I grew up in a rather monochromatic part of the country, but as I traveled I met and befriended those of differing nationalities, including Syrians. Those considered “the others” by xenophobic bureaucrats are just as kind, loving, and good as those of us born under the sign of the cross with “white” skin. Zeitoun stands as an indictment of the jingoism that has come to be recognized as the only legitimate American citizenship. Zeitoun spent nearly a month in maximum security prison before being released after a makeshift trial, when no evidence existed that he’d done anything wrong. What has happened to the tired, the poor, the huddled masses yearning to breathe free? They’ve become the enemies of the state. I know, Katrina engendered extraordinary circumstances. Extraordinary circumstances, from a “Christian” view, however, demand extraordinary sympathy. Do the nation a favor. Before November, read Zeitoun.


Reap the Whirlwind

A pillar of cloud by day

Something seems to be absent. The blazing rhetoric of televangelists and others proclaiming the wrath of God on New Orleans when Katrina blew ashore are strangely silent as a massive outbreak of tornadoes has ripped through the Bible Belt. Hundreds have unfortunately died as nature’s most severe weather-weapon has raked the south. In an apoplectic frenzy rivaling the 1974 Super Outbreak, tornadoes are well ahead of seasonal schedules this year as one wholesome Christian location after another vanishes in a whirlwind the envy of Elijah himself. I do not make light of this disaster. Having lived for many years in “Tornado Alley,” I very much feel for those victimized by these severe storms. They are a great tragedy and the loss of life, for Americans, is mind-boggling.

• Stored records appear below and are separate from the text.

PR #1648, opened 2026-06-03
feat(tokowaka-client): mark path-level suggestions as coveredByDomainWide on domain-wide deploy

ssilare-adobe:
## Summary

- When a domain-wide pattern suggestion is deployed, path-level pattern suggestions (those with `allowedRegexPatterns` but not `isDomainWide`) are now marked with `coveredByDomainWide: <suggestionId>`, since a domain-wide deployment covers all path-level patterns
- When the domain-wide suggestion is rolled back, `coveredByDomainWide` is stripped from those path-level suggestions (the existing rollback cleanup logic already handles this correctly)
- Already-deployed (`edgeDeployed`) path-level suggestions and other domain-wide suggestions are not marked

## Changes

**`src/index.js`** — `#deployPatternSuggestion`: reordered the `edgeDeployed` guard before `isPatternSuggestion`, and changed the pattern suggestion exclusion to allow path-level suggestions through when deploying domain-wide

**`test/index.test.js`** — two new deploy tests (path-level gets marked, already-deployed path-level is skipped) and one new rollback test (path-level `coveredByDomainWide` is cleaned up on DW rollback)

## Test plan

- [x] All 776 tests passing
- [x] 100% line/branch/function/statement coverage maintained

### DIFF
--- a/packages/spacecat-shared-tokowaka-client/src/index.js
+++ b/packages/spacecat-shared-tokowaka-client/src/index.js
@@ -1532,11 +1532,13 @@ class TokowakaClient {
       if (!isEdgeDeployableSuggestionStatus(s.getStatus())) {
         return false;
       }
-      if (isPatternSuggestion(s)) {
-        return false;
-      }
       if (s.getData()?.edgeDeployed) {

There is, however, a lack of continuity. Katrina, we were repeatedly informed, was the judgment of the Almighty on the sinful city of New Orleans. The tornado, surely the most divine of windstorms, remains a tragic natural phenomenon. “He makes the sun to rise on the just and unjust,” I recall someone once saying. Human tragedy is never easy to explain in any religious system. Even the self-righteous must acknowledge that – on some level – their pristine, exemplary lives deserve a thunderbolt or two. They speak loudest, however, when lifestyles of which they do not approve are decimated. How does the Bible-believing, rural farmer offend God? Were there no Christians in New Orleans?

The problem is forcing all members of one location into a category fit for reaping. It is sowing the wind. Human compassion demands that we not stand in judgment of the unfortunate, we simply help in what ways we can. One of the greatest dangers of any religion is that it validates one group above all others. Either we are all favored or none of us are. Waiting for a divine answer may take centuries, or even millennia. Lifting a hand to help a fellow human being is the only ethical response. Tornadoes are not the finger of God. Katrina was not the Almighty losing his masculine temper. We are all victims of the world into which we are born, and the sooner we refuse religion’s diabolical temptation to claim our special place, the sooner we will find our own way to a just society.